PR #403, opened 2021-11-18
ci(bundle): use the official bundle

### LINKED ISSUE #396: scriptLoaded and scriptUnloaded not called
I'm not sure if I should create this issue here, because this seems to be a bundle/addon related issue and not the openhab-jruby library issue. In any case, I'm opening the issue here to keep track of this.

Related: #366

jimtng:
This PR does 4 things:

- Make the rake openhab:update command without a file argument to pull the snapshot bundle remotely
- Change the bundle source url to the snapshot build from openhab-addons since the bundle has been merged into openhab
- Because the bundle sets the default local_context to singlethread, remove `local_context` setting from the test environment, as it shouldn't even be set to `threadsafe` anyway.
- Set the gem_home to conf/scripts/lib/..... instead of conf/automation/lib/...

### DIFF
--- a/features/gem_install.feature
+++ b/features/gem_install.feature
@@ -11,7 +11,7 @@ Feature:  gem_install
     And a services template filed named "jruby.cfg"
       """
       org.openhab.automation.jrubyscripting:gem_home=<%= gem_home %>
-      org.openhab.automation.jrubyscripting:gems=openhab-scripting=~>3.0
+      org.openhab.automation.jrubyscripting:gems=openhab-scripting=~>4.0
       org.openhab.automation.jrubyscripting:rubylib=<%= ruby_lib_dir %>
       """
     And code in a rules file:
@@ -19,7 +19,7 @@ Feature:  gem_install
       logger.info("OpenHAB helper library is at #{OpenHAB::VERSION}")
       """
     When I start OpenHAB
-    Then It should log 'Installing Gem: openhab-scripting' within 120 seconds
+    Then It should log 'Installing Gem: openhab-scripting' within 180 seconds
     And I deploy the rules file
-    Then It should log 'OpenHAB helper library is at' within 160 seconds
+    Then It should log 'OpenHAB helper library is at' within 200 seconds
 
--- a/features/support/openhab.rb
+++ b/features/support/openhab.rb
@@ -75,7 +75,7 @@ def ruby_lib_dir
 end
 
 def gem_home
-  File.join(openhab_dir, 'conf/automation/lib/ruby/gem_home')
+  File.join(openhab_dir, 'conf/scripts/lib/ruby/gem_home')
 end
 
 def services_dir
--- a/rakelib/openhab.rake
+++ b/rakelib/openhab.rake
@@ -11,7 +11,7 @@ require 'digest/md5'
 # rubocop: disable Rake/MethodDefinitionInTask Legacy code
 namespace :openhab do
   @openhab_version = ENV['OPENHAB_VERSION'] || '3.1.0'
-  @jruby_bundle = 'https://github.com/boc-tothefuture/openhab2-addons/releases/download/3.2.0/org.openhab.automation.jrubyscripting-3.2.0-SNAPSHOT.jar'
+  @jruby_bundle = 'https://ci.openhab.org/job/openHAB-Addons/lastStableBuild/artifact/bundles/org.openhab.automation.jrubyscripting/target/org.openhab.automation.jrubyscripting-3.2.0-SNAPSHOT.jar'
   karaf_client_path = File.join(OPENHAB_DIR, 'runtime/bin/client')
   karaf_client_args = [karaf_client_path, '-p', 'habopen'].freeze
   @karaf_client = karaf_client_args.join(' ')
@@ -89,7 +89,7 @@ namespace :openhab do
 
   def gem_home
     full_path = File.realpath OPENHAB_DIR
-    File.join(full_path, '/conf/automation/lib/ruby/gem_home')
+    File.join(full_path, '/conf/scripts/lib/ruby/gem_home')
   end
 
   def ruby_lib_dir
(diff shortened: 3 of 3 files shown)


boc-tothefuture:
That new bundle isn't in the CI yet.  Should this be set to singlethread until then?

jimtng:
The merged bundle is already in 3.2 snapshot. I was just looking into this to figure out how to change the bundle source to point there... WDYT?

jimtng:
Would this be the latest snapshot build? https://ci.openhab.org/job/openHAB-Addons/lastStableBuild/artifact/bundles/org.openhab.automation.jrubyscripting/target/org.openhab.automation.jrubyscripting-3.2.0-SNAPSHOT.jar

boc-tothefuture:
Yep.  If you update to point to that in the rake file it should take care of everything else.

jimtng:
@boc-tothefuture I've updated the PR's title and description.

jimtng:
It failed on OpenHAB 3.0 due to bundle dependencies.

boc-tothefuture:
Do we drop 3.0 support?  I know @ccutrer was not in favor of that before.

jimtng:
```
  Unresolved requirement: Import-Package: com.sun.nio.file; resolution:="optional"
  Unresolved requirement: Import-Package: com.sun.security.auth.module; resolution:="optional"
  Unresolved requirement: Import-Package: org.apache.tools.ant; resolution:="optional"
  Unresolved requirement: Import-Package: org.bouncycastle.jce.provider; version="[1.52.0,2.0.0)"; resolution:="optional"
  Unresolved requirement: Import-Package: org.joda.convert; resolution:="optional"
  Unresolved requirement: Import-Package: sun.management; resolution:="optional"
  Unresolved requirement: Import-Package: sun.nio.ch; resolution:="optional"
  Unresolved requirement: Import-Package: jakarta.annotation
```

TBH, I don't really know what those are for and why they need to be in the pom.xml

jimtng:
> Do we drop 3.0 support? I know @ccutrer was not in favor of that before.

If we were to follow the fact that the addon was only included in 3.2, technically we don't "need" to support anything lower than that. It has the benefit of reducing the testing duration.

boc-tothefuture:
> ```
>   Unresolved requirement: Import-Package: com.sun.nio.file; resolution:="optional"
>   Unresolved requirement: Import-Package: com.sun.security.auth.module; resolution:="optional"
>   Unresolved requirement: Import-Package: org.apache.tools.ant; resolution:="optional"
>   Unresolved requirement: Import-Package: org.bouncycastle.jce.provider; version="[1.52.0,2.0.0)"; resolution:="optional"
>   Unresolved requirement: Import-Package: org.joda.convert; resolution:="optional"
>   Unresolved requirement: Import-Package: sun.management; resolution:="optional"
>   Unresolved requirement: Import-Package: sun.nio.ch; resolution:="optional"
>   Unresolved requirement: Import-Package: jakarta.annotation
> ```
> 
> TBH, I don't really know what those are for and why they need to be in the pom.xml

I have no idea.  I copied the pom from the jython bundle and then during code review wborn changed it to this.    Bnd/osgi remains a mystery to me.

boc-tothefuture:
I am ok with dropping support for 3.0.  however, I don't want to disregard @ccutrer concerns.

ccutrer:
I'm +1 dropping 3.0 (and 3.1; @jimtng makes a good point) since we have a good reason now.  I'm just not in favor of dropping support for older things for no reason other than "testing it takes too long".

boc-tothefuture:
I would like to keep 3.1 around until 3.2 is released.

boc-tothefuture:
@jimtng feel free to drop 3.0 support.  

Should probably be a different PR?

jimtng:
I agree that ideally we should try to support as older version as possible, i.e. 3.0, and the only reason we'd have to drop 3.0 support is because of this bundle dependencies.

So right now we could either:
- drop 3.0 support, or
- revert the add-on bundle dependencies to what it was before the changes requested by @wborn. 

for the record, the dependencies that worked with 3.0 up to 3.2 were:

```
<bnd.importpackage>com.ibm.icu.*;resolution:=optional,org.abego.treelayout.*;resolution:=optional,org.apache.ivy.*;resolution:=optional,org.stringtemplate.v4.*;resolution:=optional</bnd.importpackage>
```

and now (not working on 3.0):
```
<bnd.importpackage>com.sun.nio.*;resolution:=optional,com.sun.security.*;resolution:=optional,org.apache.tools.ant.*;resolution:=optional,org.bouncycastle.*;resolution:=optional,org.joda.*;resolution:=optional,sun.management.*;resolution:=optional,sun.nio.*;resolution:=optional</bnd.importpackage>
```
How should we proceed?

boc-tothefuture:
Feel free to rebase and then the tests should  pass and we can merge.

jimtng:
rebased

jimtng:
how do I make it test against 3.2 as well without force pushing another commit?

jimtng:
@boc-tothefuture do you know why gem_install.feature is failing?

boc-tothefuture:
I am not 100% sure.. it looks like maybe it just hasn't started to install the Gems  yet?  You could push the wait period from 120 to 180?

Also it is installing version 3.x of the gem, we may want to update that to 4.x? Although not sure that matters.

boc-tothefuture:
@jimtng have you been able to try extending the test time?

jimtng:
> @jimtng have you been able to try extending the test time?

I haven't had a chance yet. I was working on logging, and got side tracked replacing my watering timer with tasmota and rewriting its rule. I'll look into this one today. I have a feeling it won't be as easy as increasing the timeout but I hope I'm wrong.

boc-tothefuture:
Does this pass locally for you?  I don't understand why a gem change would make a difference but the automation directory no longer exists which means there is no rule for it to test.  I am not quite sure what is going on here.  

Probably unrelated, but can you bump gem install to install >4.0 of the gem?

jimtng:
> Probably unrelated, but can you bump gem install to install >4.0 of the gem?

done.



> Does this pass locally for you?

Yes it does. Even with the previously lower timeout.

boc-tothefuture:
FYI - Gem install fails locally for me if I do a `bin/rake openhab:clobber` , `bin/rake openhab:warmup`, and `bin/cucumber features/gem_install.feature`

==========

What to work on -> Copy out every line of the data in which the word "lower" is found.

Answer ->
If we were to follow the fact that the addon was only included in 3.2, technically we don't "need" to support anything lower than that. It has the benefit of reducing the testing duration.
Yes it does. Even with the previously lower timeout.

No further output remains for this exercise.